*WORK REQUEST*. Write out each line from the data below that includes the word "turn".

Saved entries:

PR #649, opened 2020-09-03
Parallel maps turn

MattOttawa:


MattOttawa:
I've done a bit of thinking and know how I wanna get started. I don't know if I'll wanna do much more though. It might be too hard. But this may help others figure it out. Next thing to do is go through the players turn and everything called there and move the stuff that needs to run once per map (rather then once per turn) to the new function I added. Hopefully the order of stuff doesn't get shuffled around too much.

Thunderbrd:
Sounds like a good place to focus.  Nice to see progress.  BTW, don't be dissuaded by my initial disgruntlement on the other thread about CvInfos... I just didn't get it at first.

*OUTPUT BELOW*.
Parallel maps turn
I've done a bit of thinking and know how I wanna get started. I don't know if I'll wanna do much more though. It might be too hard. But this may help others figure it out. Next thing to do is go through the players turn and everything called there and move the stuff that needs to run once per map (rather then once per turn) to the new function I added. Hopefully the order of stuff doesn't get shuffled around too much.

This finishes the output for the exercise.